Work to complete:
Your task is to repeat exactly the lines below between the line holding "I have tried" and the line holding "Users have experienced", inclusive, and only those.

Records shown:
PR #1652, opened 2024-03-18
add glue serverless connection

TianChen17:
This is to attach a subnet (in the same VPC) to this Glue job; otherwise, we cannot connect to the Redshift serverless using redshift_connector, as it shows a timeout error.

I have tried two methods to resolve this:
1. Using the existing JDBC model, which works well (see the [log](https://github.com/LBHackney-IT/Data-Platform/actions/runs/8326026823/job/22780869904)). but it launches many other resources, e.g., aws_glue_catalog_database, Glue crawler, workflow, and related policies.
2. I decided to tailor one specifically for this, which only creates an aws_glue_connection, with a subnet and security group attached.

Thanks for your review.


LBH-wgreeff (approved):
LGTM

PR #1654, opened 2024-03-19
create pass role policy for departments

timburke-hackit:
Users have experienced the following error when attempting to use Glue interactive sessions:
`Following exception encountered while creating session: An error occurred (AccessDeniedException) when calling the CreateSession operation: User: arn:aws:sts::*:assumed-role/dataplatform-stg-glue-data-and-insight/GlueJobRunnerSession is not authorized to perform: iam:PassRole on resource: arn:aws:iam::*:role/dataplatform-stg-glue-data-and-insight because no identity-based policy allows the iam:PassRole action `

Result for this exercise:
I have tried two methods to resolve this:
1. Using the existing JDBC model, which works well (see the [log](https://github.com/LBHackney-IT/Data-Platform/actions/runs/8326026823/job/22780869904)). but it launches many other resources, e.g., aws_glue_catalog_database, Glue crawler, workflow, and related policies.
2. I decided to tailor one specifically for this, which only creates an aws_glue_connection, with a subnet and security group attached.

Thanks for your review.


LBH-wgreeff (approved):
LGTM

PR #1654, opened 2024-03-19
create pass role policy for departments

timburke-hackit:
Users have experienced the following error when attempting to use Glue interactive sessions:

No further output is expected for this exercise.